Minister Of Justice Launches ‘Knowledge Products’

The Minister of Justice and Attorney-General, Mrs Gloria Afua Akuffo, on Wednesday, launched the legal and justice sector reforms dubbed ‘Knowledge Products’.

The reforms are targeted at improving the quality of legal service delivery as well as strengthen the institutions in the legal and justice sector with a focus on building the Criminal Justice institutions to improve internal efficiency.

Mrs Gloria Akuffo, the Minister of Justice, noted that it was requisite for all stakeholders in the legal and justice sector to provide support for any initiative in the sector aimed at improving the justice delivery system, as the absence of an efficient and effective justice sector could derail the democratic efforts of the country.

She urged the heads of institutions and agencies to adopt the monitoring and evaluating systems in the new processes to ensure they were utilised for optimum advantage.

Presenting an overview of the entire process, Ms Sandra Thompson, the Head of Project Management Unit, said the Legal and Justice Sector Reform Programme was an initiative by the Government and was intended to enhance Inter-Agency collaboration as a measure to improve justice delivery in Ghana.

She said the programme was necessitated as a dire measure to address the weakened functionality, structural and institutional capacity challenges inherent in the legal and justice sector that have caused inefficiencies and led to low public confidence, limited accessibility, reduced quality of services and delayed dispensation of justice especially for the vulnerable.

“This desire to improve the sector in a collaborative manner led to a UNDP-funded evidence-based survey to determine the perceptions of the sector that were held by the public and to provide information on the current levels of knowledge, experience and attitudes of the public to the justice sector in Ghana,” she said.

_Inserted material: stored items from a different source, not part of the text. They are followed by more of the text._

Issue #101, opened 2019-09-20
Performance of hover seems very poor


mpickering:
Compared to hover in `haskell-ide-engine` I think the performance of hovering over a symbol seems very poor. It seems to take up to 1s to process the request when the information can be precomputed for an entire module.

mpickering:
Reload performance is very good though :+1:

cocreature:
Hover works in two steps:
1. We have a rule for getting a list of source spans from a module https://github.com/digital-asset/ghcide/blob/32a049cc4c61961088cdd74ea0ebaa9d4ce596ff/src/Development/IDE/Core/Rules.hs. This rule is cached so if is slow on the second hover in the same module (without modifications) this shouldn’t be the bottleneck.
2. Based on that list, we then filter it to the ones at a given location, see https://github.com/digital-asset/ghcide/blob/32a049cc4c61961088cdd74ea0ebaa9d4ce596ff/src/Development/IDE/Spans/AtPoint.hs#L58. That filtering is an incredibly stupid search that is linear in the number of source spans. A very easy improvement here would be to replace the list by an interval map.

ndmitchell:
The code is also used for goto definition, and there it doesn't seem great at finding all the relevant definitions either. This piece seems something that hie, intero and ghcide should all be able to share - something like:

```
findIdentifierAtLocation :: Module -> (Location -> [Identifier])
```

Where you do meaningful caching after seeing the module. I think the ghcide code originally came in from Intero, but then got tweaked a fair bit. Is there scope for sharing? Who does it best? Could the hie code become hie-spans and then be shared/improved by all?

mpickering:
Here is the code which generates the `TypeMap` in `haskell-ide-engine`. 

https://github.com/haskell/haskell-ide-engine/blob/ff9a5b2e85a0910205cb781bf630503efe6bd227/hie-plugin-api/Haskell/Ide/Engine/TypeMap.hs#L1

Definition map:

https://github.com/haskell/haskell-ide-engine/blob/6254c09fbc909dca2673ad7a27fe082dc75d6fc9/hie-plugin-api/Haskell/Ide/Engine/ArtifactMap.hs#L119

mpickering:
Also another implementation of a definition map from my branch with less CPP using pattern synonyms.

https://github.com/mpickering/haskell-ide-engine/blob/hie-bios/hie-plugin-api/Haskell/Ide/Engine/ArtifactMap.hs#L88

[...]

PR #292, opened 2019-12-29
Speed up span lookups

### LINKED ISSUE #247: Hover / goto def do not work for data constructors in record construction
... as demonstrated by the test with title *record data constructor*.

pepeiborra:
Following the first part of the discussion in #101, 
and reusing some code from https://github.com/mpickering/ghcide/commits/wip/type-map.

An interval tree is used to speed up span lookups, which benefits hovers and
definition lookups. The computation of spans is still done using the same
algorithm as previously.

Fixes #247 by sorting matching spans by relevance.

### DIFF
--- a/src/Development/IDE/Spans/AtPoint.hs
+++ b/src/Development/IDE/Spans/AtPoint.hs
@@ -142,12 +142,16 @@ spansAtPoint :: Position -> [SpanInfo] -> [SpanInfo]
 spansAtPoint pos = filter atp where
   line = _line pos
   cha = _character pos
-  atp SpanInfo{..} =    spaninfoStartLine <= line
-                     && spaninfoEndLine >= line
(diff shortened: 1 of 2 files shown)


domenkozar:
@pepeiborra this is great! Do you have some measurements of improvement?

pepeiborra:
Very hard to measure, due to https://github.com/digital-asset/ghcide/pull/254#issuecomment-569924242

domenkozar:
@pepeiborra seems like that's fixed.

pepeiborra:
No real speed up observed. Fail.

Looking up spans in a list is (unsurprisingly) way less expensive than type checking; I suspect that a module with enough spans to make the lookup operation noticeably slow would run out of memory during type checking.

I'll revert the interval tree change and keep just the fix for #247

PR #723, opened 2020-08-06
Dynamically load libm on Linux for each new session

bubba:
This fixes the issue on Linux where the binary was statically linked and Template Haskell (or the eval plugin on haskell-language-server) tried to evaluate some code. It would previously fail to load ghc-prim because it couldn't lookup symbols from libm which are usually dynamically linked in.

See https://github.com/haskell/haskell-language-server/issues/221

Unfortunately we can't just statically link in `libm` and have the binary `dlsym` on itself apparently: https://stackoverflow.com/questions/14289488/use-dlsym-on-a-static-binary

So now the statically linked binary actually dynamically links in `libm` on a "best-effort" case: From what I can tell if `libm` is not available this will just print an error to stderr and carry on as usual (albeit it will trip up on Template Haskell), and if the binary dynamically linked then this will have no effect.

cc @pepeiborra

### DIFF
--- a/session-loader/Development/IDE/Session.hs
+++ b/session-loader/Development/IDE/Session.hs
@@ -56,6 +56,7 @@ import System.Info
 import System.IO
 
 import GHC
+import GHCi
 import DynFlags
 import HscTypes
 import Linker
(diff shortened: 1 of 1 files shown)


pepeiborra:
A fair point to make is that currently this is only relevant for HLS, and therefore maybe it belongs in the HLS Main module

bubba:
There was a way I saw originally to load in libm without the `HscEnv` which we could do, I'm not 100% sure what the difference is though. At some point we should also revisit this and see what is the correct way to fix this in the long term

pepeiborra:
Can you rebase or otherwise retrigger CI somehow? I need a green light to merge!

cocreature:
@pepeiborra /azp run should work for anyone with write access to the repo I believe.

cocreature:
hm /azp run probably got lost in the repo transfer. Try it out on new PRs.

PR #727, opened 2020-08-13
Handle multiple user actions concurrently

pepeiborra:
This improves on the single thread pumping user actions right now

### DIFF
--- a/src/Development/IDE/Core/Shake.hs
+++ b/src/Development/IDE/Core/Shake.hs
@@ -584,9 +584,9 @@ newSession ShakeExtras{..} shakeDb acts = do
     let
         -- A daemon-like action used to inject additional work
         -- Runs actions from the work queue sequentially
-        pumpActionThread = forever $ do
+        pumpActionThread = do
             d <- liftIO $ atomically $ popQueue actionQueue
-            run d
+            void $ parallel [run d, pumpActionThread]
 
         run d  = do
             start <- liftIO offsetTime
--- a/src/Development/IDE/Core/Shake.hs
+++ b/src/Development/IDE/Core/Shake.hs
@@ -533,6 +533,7 @@ data DelayedAction a = DelayedAction
   , actionPriority :: Logger.Priority -- ^ Priority with which to log the action
   , getAction :: Action a -- ^ The payload
   }
+  deriving Functor
 
 type DelayedActionInternal = DelayedAction ()
 
@@ -549,9 +550,8 @@ delayedAction a = do
 
 -- | Restart the current 'ShakeSession' with the given system actions.
 --   Any computation running in the current session will be aborted,
---   but user actions (added via 'shakeEnqueue') will be requeued.
---   Progress is reported only on the system actions.
-shakeRestart :: IdeState -> [DelayedAction a] -> IO ()
+--   but actions added via 'shakeEnqueue' will be requeued.
+shakeRestart :: IdeState -> [DelayedAction ()] -> IO ()
 shakeRestart IdeState{..} systemActs =
     withMVar'
         shakeSession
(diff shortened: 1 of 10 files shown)


wz1000:
This looks suspiciously similar to some of @mpickering's code I deleted from the stale info PR :)

What about your patch to handle requests concurrently? I've been feeling lack of that lately.

pepeiborra:
> This looks suspiciously similar to some of @mpickering's code I deleted from the stale info PR :)

Did he implement this too? Great minds think alike. Please share the link so that I can check if anything's missing.
 
> What about your patch to handle requests concurrently? I've been feeling lack of that lately.

I haven't looked into that yet.

src/Development/IDE/Types/Action.hs
```diff
@@ -0,0 +1,69 @@
+module Development.IDE.Types.Action
+  (DelayedAction(..)
+  ,DelayedActionInternal
+  ,ActionQueue
+  ,newQueue
+  ,pushQueue
+  ,popQueue
+  ,doneQueue
+  ,peekInProgress
```
rayshih, line 9: `  , peekInProgress` 

space

src/Development/IDE/Types/Action.hs
```diff
@@ -0,0 +1,69 @@
...
+    newActions <- newTQueue
+    inProgress <- newTVar mempty
+    return ActionQueue{..}
+
+pushQueue :: DelayedActionInternal -> ActionQueue -> STM ()
+pushQueue act ActionQueue{..} = writeTQueue newActions act
+
+-- | You must call 'doneQueue' to signal completion
+popQueue :: ActionQueue -> STM DelayedActionInternal
+popQueue ActionQueue{..} = do
```
rayshih, line 58: pop sounds like dequeue but it's still in `ActionQueue`

pepeiborra: pop is intended to mean dequeue. The item is in the inProgress list, but no longer in the queue. You cannot pop the same element twice.

src/Development/IDE/Types/Action.hs
pepeiborra: I am layout and spacing blind! Let me run ormolu

src/Development/IDE/Core/Shake.hs
```diff
@@ -565,86 +554,74 @@ shakeRestart IdeState{..} systemActs =
...
-                    return (logDelayedAction logger act)
-                liftIO $ atomically $ writeTVar actionInProgress Nothing
+        pumpActionThread = do
+            d <- liftIO $ atomically $ popQueue actionQueue
+            void $ parallel [run d, pumpActionThread]
+
+        run d  = do
+            start <- liftIO offsetTime
+            getAction d
+            liftIO $ atomically $ doneQueue d actionQueue
```
wz1000, line 590: There can be an exception after `getAction d` but before `doneQueue`. Should the `popQueue`, `getAction` and `doneQueue` calls be wrapped in `bracket`?

wz1000: Ok, so `bracket` won't be appropriate since we need to requeue, but perhaps we can `mask` exceptions everywhere but in `getAction d`.

pepeiborra: I'm tempted to leave as it is. The outcome of not calling doneQueue is just redundant work: the action will be reexecuted in the next restart, then the check in line 630 will not signal the barrier, and finally the action will be removed from the queue

wz1000: OK, makes sense.

wz1000 (approved):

She said the survey identified the level of transparency and the speed of the processes and proceedings in the formal justice system as the significant issues in the sector.

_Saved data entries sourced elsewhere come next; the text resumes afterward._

Issue #710, opened 2020-07-27
bug in "Delete top-binding" codeaction


sureyeaah:
Consider the following:

```haskell
{-# OPTIONS_GHC -Wunused-top-binds #-}
{-# OPTIONS_GHC -Wunused-binds #-}
module X (foo, bar) where

foo = id
  where
    bar = ()
//  ^^^
bar = id
```
1. The codeaction is offered for `bar` (it should not be!).
2. It deletes the top-level `bar` (it should delete the local `bar` instead).

see https://github.com/digital-asset/ghcide/pull/711 for fix to same problem in different codeaction.

rayshih:
Just created a WIP commit for this: https://github.com/rayshih/ghcide/pull/1

Will polish that and recreate a real PR

pepeiborra:
Think we can close this now

PR #728, opened 2020-08-13
Fix issue #710: fix suggest delete binding 

rayshih:
By generalizing code action: suggestions of delete unused **top** binding to suggestions of delete unused binding.

This is basically a reimplementation which traverses the AST.

suggest delete unused binding


pepeiborra:
Merged, thank you Ray!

Thus reforms proposed by respondents were aimed at improving access to quality of justice delivery in the formal and informal justice systems,” Ms Thompson said.

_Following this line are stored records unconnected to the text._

PR #731, opened 2020-08-16
Store the lsp client settings in shakeExtras and create a Rule to get them

jneira:
* The motivation is to expose the client settings in shake rules, concretely my goal is to enable or disable [hlint diagnostics](https://github.com/haskell/haskell-language-server/pull/166) using a client setting, changing diagnostics on the fly if the user change it in the editor
  * I hope being able to configure the rules (when parsing or typechecking for example?) using the client settings could be useful in general
*  The config is stored in the json raw format and updated using the `InitializeParams` and the `didChangeConfigurationParamsHandler` notification
  * The first one is empty using vscode, it notifies a configuration change when the lsp server is started. I guess other editors will use the first one (???). I assume both should update the client settings cause the `onInitialConfig` and `onConfigChange` callbacks returns the same type (it is a type param in ghcide)
* The client settings has an specific rule, which uses `alwaysRerun`, inspired in #688. There @pepeiborra advised it can degrade performance, but i guess there will be not much configuration changes.
* With this patch a Rule that depends on `GetClientSettings` (for example the hlint rule that produces hlint diagnostics) is rerun on a file modification or opening a new one. Ideally i would like to trigger it within the configuration change itself (maybe restarting the shake session?)

Sorry i am missing something obvious in the ghcide or shake concepts, this is my first pr touching their internals.

### DIFF
--- a/src/Development/IDE/Core/IdeConfiguration.hs
+++ b/src/Development/IDE/Core/IdeConfiguration.hs
@@ -2,6 +2,7 @@
 module Development.IDE.Core.IdeConfiguration
   ( IdeConfiguration(..)
   , registerIdeConfiguration
+  , getIdeConfiguration
   , parseConfiguration
   , parseWorkspaceFolder
   , isWorkspaceFile
@@ -61,9 +62,9 @@ modifyWorkspaceFolders ide f = modifyIdeConfiguration ide f'
   where f' (IdeConfiguration ws initOpts) = IdeConfiguration (f ws) initOpts
 
 modifyClientSettings
-  :: IdeState -> (Value -> Value) -> IO ()
+  :: IdeState -> (Maybe Value -> Maybe Value) -> IO ()
 modifyClientSettings ide f = modifyIdeConfiguration ide f'
-  where f' (IdeConfiguration ws clientSettings) = IdeConfiguration ws (f <$> clientSettings)
+  where f' (IdeConfiguration ws clientSettings) = IdeConfiguration ws (f clientSettings)
 
 modifyIdeConfiguration
   :: IdeState -> (IdeConfiguration -> IdeConfiguration) -> IO ()
--- a/src/Development/IDE/Core/IdeConfiguration.hs
+++ b/src/Development/IDE/Core/IdeConfiguration.hs
@@ -14,6 +14,7 @@ where
 
 import           Control.Concurrent.Extra
 import           Control.Monad
+import           Data.Hashable                  (Hashed, hashed, unhashed)
 import           Data.HashSet                   (HashSet, singleton)
 import           Data.Text                      (Text, isPrefixOf)
 import           Data.Aeson.Types               (Value)
@@ -26,7 +27,7 @@ import           System.FilePath (isRelative)
 -- | Lsp client relevant configuration details
 data IdeConfiguration = IdeConfiguration
   { workspaceFolders :: HashSet NormalizedUri
-  , clientSettings :: Maybe Value
+  , clientSettings :: Hashed (Maybe Value)
   }
   deriving (Show)
 
@@ -51,7 +52,7 @@ parseConfiguration InitializeParams {..} =
       <> (foldMap . foldMap)
            (singleton . parseWorkspaceFolder)
            _workspaceFolders
-  clientSettings = _initializationOptions
+  clientSettings = hashed _initializationOptions
 
 parseWorkspaceFolder :: WorkspaceFolder -> NormalizedUri
 parseWorkspaceFolder =
@@ -65,7 +66,8 @@ modifyWorkspaceFolders ide f = modifyIdeConfiguration ide f'
 modifyClientSettings
   :: IdeState -> (Maybe Value -> Maybe Value) -> IO ()
 modifyClientSettings ide f = modifyIdeConfiguration ide f'
-  where f' (IdeConfiguration ws clientSettings) = IdeConfiguration ws (f clientSettings)
+  where f' (IdeConfiguration ws clientSettings) =
+            IdeConfiguration ws (hashed . f . unhashed $ clientSettings)
 
 modifyIdeConfiguration
   :: IdeState -> (IdeConfiguration -> IdeConfiguration) -> IO ()
@@ -86,4 +88,4 @@ isWorkspaceFile file =
           workspaceFolders
 
 getClientSettings :: Action (Maybe Value)
-getClientSettings = clientSettings <$> getIdeConfiguration
+getClientSettings = unhashed . clientSettings <$> getIdeConfiguration
--- a/src/Development/IDE/Core/IdeConfiguration.hs
+++ b/src/Development/IDE/Core/IdeConfiguration.hs
@@ -8,6 +8,7 @@ module Development.IDE.Core.IdeConfiguration
   , isWorkspaceFile
   , modifyWorkspaceFolders
   , modifyClientSettings
+  , getClientSettings
   )
 where
 
@@ -84,3 +85,6 @@ isWorkspaceFile file =
         any
           (\root -> toText root `isPrefixOf` toText (filePathToUri' file))
           workspaceFolders
+
+getClientSettings :: Action (Maybe Value)
+getClientSettings = clientSettings <$> getIdeConfiguration 
--- a/src/Development/IDE/Core/IdeConfiguration.hs
+++ b/src/Development/IDE/Core/IdeConfiguration.hs
@@ -6,6 +6,7 @@ module Development.IDE.Core.IdeConfiguration
   , parseWorkspaceFolder
   , isWorkspaceFile
   , modifyWorkspaceFolders
+  , modifyClientSettings
   )
 where
 
@@ -13,6 +14,7 @@ import           Control.Concurrent.Extra
 import           Control.Monad
 import           Data.HashSet                   (HashSet, singleton)
 import           Data.Text                      (Text, isPrefixOf)
+import           Data.Aeson.Types               (Value)
 import           Development.IDE.Core.Shake
 import           Development.IDE.Types.Location
 import           Development.Shake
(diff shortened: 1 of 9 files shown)


src/Development/IDE/Core/IdeConfiguration.hs
```diff
@@ -39,24 +44,35 @@ getIdeConfiguration =
...
+  where f' (IdeConfiguration ws clientSettings) = IdeConfiguration ws (f clientSettings)
+
+modifyIdeConfiguration
+  :: IdeState -> (IdeConfiguration -> IdeConfiguration) -> IO ()
+modifyIdeConfiguration ide f = do
   IdeConfigurationVar var <- getIdeGlobalState ide
-  IdeConfiguration    ws  <- readVar var
-  writeVar var (IdeConfiguration (f ws))
+  ideConfig <- readVar var
+  writeVar var (f ideConfig)
```
pepeiborra, line 75: Let's take the chance to fix the potential race condition in this code by using `modifyVar`

src/Development/IDE/Core/RuleTypes.hs
```diff
@@ -221,3 +222,11 @@ data GetModSummary = GetModSummary
...
 instance NFData   GetModSummary
 instance Binary   GetModSummary
+
+data GetClientSettings = GetClientSettings
+    deriving (Eq, Show, Typeable, Generic)
+instance Hashable GetClientSettings
+instance NFData   GetClientSettings
+instance Binary   GetClientSettings
+
+type instance RuleResult GetClientSettings = Maybe Value
```
pepeiborra, line 232: Please add a comment describing the ClientSettings and what they are used for

src/Development/IDE/Core/Rules.hs
```diff
@@ -784,6 +785,12 @@ isFileOfInterestRule = defineEarlyCutoff $ \IsFileOfInterest f -> do
     let res = f `elem` filesOfInterest
     return (Just (if res then "1" else ""), ([], Just res))
 
+
+getClientSettingsRule :: Rules ()
+getClientSettingsRule = defineNoFile $ \GetClientSettings -> do
+  alwaysRerun
```
pepeiborra, line 791: An `alwaysRerun` rule needs early cutoff - please use `defineEarlyCutoffNoFile`. 
Moreover, following my advice in #688, please change the `RuleResult GetClientSettings` to `Hashed (Maybe Value)`

jneira:
@pepeiborra many thanks for your comments and insights, i was a little bit lost in the ghcide codebase.

src/Development/IDE/Core/Rules.hs
pepeiborra: This isn't fully resolved, please change the RuleResult GetClientSettings to Hashed (Maybe Value)

jneira: yeah, I was about to change it in another commit, is it for not recomputing the hash every time or is there another reason?

pepeiborra: that's right

jneira: I would like to keep `clientSettings IdeConfiguration` with type `Maybe Value`, to not leak the performance related wrapper to client code, would be it possible? (i guess it is not, after taking a look to #688)

jneira: nvm, i am happy just keeping `getClientSettings` and `modifyClientSettings` with the same signature, without `Hashed`

jneira:
> Could we have some tests to at least check that the Shake session is restarted when the config does change?

I'll try to add it asap. Only comment that [i've cherrypicked changes here in hls](https://github.com/haskell/haskell-language-server/pull/166/commits/86f07725f7cd73210520b64843ef5daaa398285d) and now hlint suggestions honour happily the client setting 😄

pepeiborra:
needs rebase (and tests!)

jneira:
rebased! that was easy, implement the tests will take me some time thought cause i am not used to ghcode test suite, any tip will be welcomed 😄

pepeiborra:
The test should do something along these lines:

1. Open a file
2. Wait for progress
3. Change the lsp client settings
4. Observe the session did restart. This is the tricky bit, it might be observable by waiting for progress. I recommend uncommenting the lines 3323-3327 in test/Main.hs so that you can see the LSP traffic

jneira:
Yeah, i was thinking in add a test in hls with hlint, cause there it is easy to observe how hlints diagnostics come and go.

pepeiborra:
I think we want to have a test here as well please. You can send custom messages to the lsp client if necessary, see how cradle loading is tested

jneira:
I cant make progress with the tests cause the test suite hangs in windows. hls one too so i suspect some change in lsp-test around the shutdown of the process is involved. 😟

jneira:
After fixing the hang of the test suite in windows and add some logging notifications in the Shake module i have been able to add the test cases.

wz1000:
rebase needed

jneira:
There is a failing test for ghc-8.6 and 8.10 (but no for 8.8 🤔 )
```
2020-09-20T21:57:49.0532485Z   Interface loading tests
2020-09-20T21:57:49.2935216Z     iface-error-test-1:                                                                                   FAIL
2020-09-20T21:57:49.2959459Z       Exception: NamedParserException "NotificationMessage ServerMethod PublishDiagnosticsParams" (NamedParserException "NotificationMessage ServerMethod PublishDiagnosticsParams" (NamedParserException "NotificationMessage ServerMethod PublishDiagnosticsParams" (NamedParserException"
.............. (NamedParserException "Response for id: IdInt 1" (NamedParserException "NotificationMessage ServerMethod (ProgressParams WorkDoneProgressBeginParams)" (BothFailed (Unexpected "ConduitParser.empty") (Unexpected "ConduitParser.empty"))))))))))))))))))))))))))))) (Unexpected "ConduitParser.empty")))))))))))))))))))))))))))))
```

I guess the new log notifications for shake session broke it. 😟

src/Development/IDE/Core/Shake.hs
```diff
@@ -567,16 +567,22 @@ shakeRestart IdeState{..} acts =
               let profile = case res of
                       Just fp -> ", profile saved at " <> fp
                       _ -> ""
-              logDebug (logger shakeExtras) $ T.pack $
-                  "Restarting build session (aborting the previous one took " ++
-                  showDuration stopTime ++ profile ++ ")"
+              let msg = T.pack $ "Restarting build session (aborting the previous one took "
+                              ++ showDuration stopTime ++ profile ++ ")"
+              logDebug (logger shakeExtras) msg
+              eventer shakeExtras (notifyLogMessage msg)
```
pepeiborra, line 573: we should probably only send this notification when `--test`

If the goal is to observe session restarts, shouldn't this notification be sent from `newSession`?

https://github.com/haskell/ghcide/blob/20ce9d3a46e92b57ab3e559d20d8f6b4686c8bfa/src/Development/IDE/Core/Shake.hs#L605

src/Development/IDE/Core/Shake.hs
```diff
@@ -616,18 +622,22 @@ newSession ShakeExtras{..} shakeDb acts = do
             getAction d
             liftIO $ atomically $ doneQueue d actionQueue
             runTime <- liftIO start
-            liftIO $ logPriority logger (actionPriority d) $ T.pack $
-                "finish: " ++ actionName d ++ " (took " ++ showDuration runTime ++ ")"
+            let msg = T.pack $ "finish: " ++ actionName d
+                            ++ " (took " ++ showDuration runTime ++ ")"
+            liftIO $ do
+                logPriority logger (actionPriority d) msg
+                eventer $ notifyLogMessage msg
```
pepeiborra, line 629: only when `--test`

src/Development/IDE/Core/Shake.hs
```diff
@@ -616,18 +622,22 @@ newSession ShakeExtras{..} shakeDb acts = do
...
           let res' = case res of
                       Left e -> "exception: " <> displayException e
                       Right _ -> "completed"
-
-          let wrapUp = logDebug logger $ T.pack $ "Finishing build session(" ++ res' ++ ")"
-          return wrapUp
+          let msg = T.pack $ "Finishing build session(" ++ res' ++ ")"
+          return $ do
+              logDebug logger msg
+              eventer $ notifyLogMessage msg
```
pepeiborra, line 640: only when `--test`

pepeiborra (commented):
> There is a failing test for ghc-8.6 and 8.10 (but no for 8.8 🤔 )
> 
> ```
> 2020-09-20T21:57:49.0532485Z   Interface loading tests
> 2020-09-20T21:57:49.2935216Z     iface-error-test-1:                                                                                   FAIL
> 2020-09-20T21:57:49.2959459Z       Exception: NamedParserException "NotificationMessage ServerMethod PublishDiagnosticsParams" (NamedParserException "NotificationMessage ServerMethod PublishDiagnosticsParams" (NamedParserException "NotificationMessage ServerMethod PublishDiagnosticsParams" (NamedParserException"
> .............. (NamedParserException "Response for id: IdInt 1" (NamedParserException "NotificationMessage ServerMethod (ProgressParams WorkDoneProgressBeginParams)" (BothFailed (Unexpected "ConduitParser.empty") (Unexpected "ConduitParser.empty"))))))))))))))))))))))))))))) (Unexpected "ConduitParser.empty")))))))))))))))))))))))))))))
> ```
> 
> I guess the new log notifications for shake session broke it. 😟

You can probably simplify the failing test as below, which might help it pass:

```
    res <- skipManyTill anyMessage $ responseForId li
```

src/Development/IDE/Core/Shake.hs
jneira: Mmm,  i have followed closely the existing log messages, although i did not for "finishing" ones.
The "Restarting build session..." message seemed the right one to know if, well, the session was being restarted. 🤔

pepeiborra: ignore me, the notification is indeed in the right place

jneira:
Really tired of fpcomplete timeouts 😢

jneira:
:crossed_fingers:

jneira:
finally ci is green! @pepeiborra i think last requested changes are done, thanks for your patience :smile:

pepeiborra:
Eureka!

pepeiborra (approved):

The Ministry of Justice and Attorney General’s Department (MOJAGD) therefore partnered with the UNDP to develop these targeted reforms to improve the quality of legal service delivery, which process was preceded by intensive consultations of legal service and justice sector institutions.

The programme however, does not contemplate across-board reforms but rather implement targeted interventions to reinforce the key legal and justice institutions to improve functionality and capacity for quality service delivery.
The knowledge products of the legal service and justice sector reforms programme include Standard Operating Procedures, Training Plan, Mandates of the Criminal Justice Sector Institutions and a Change Management Strategy.

With MOJAGD as the coordinating agency, participating agencies responsible for implementing specific programme activities include the Police Service, the Prisons Service, the Judicial Service, and the Legislative Drafting Division.
Others are the Public Prosecutions Division, Economic and Organised Crime Office, Legal Aid Scheme and the Law Reform Commission.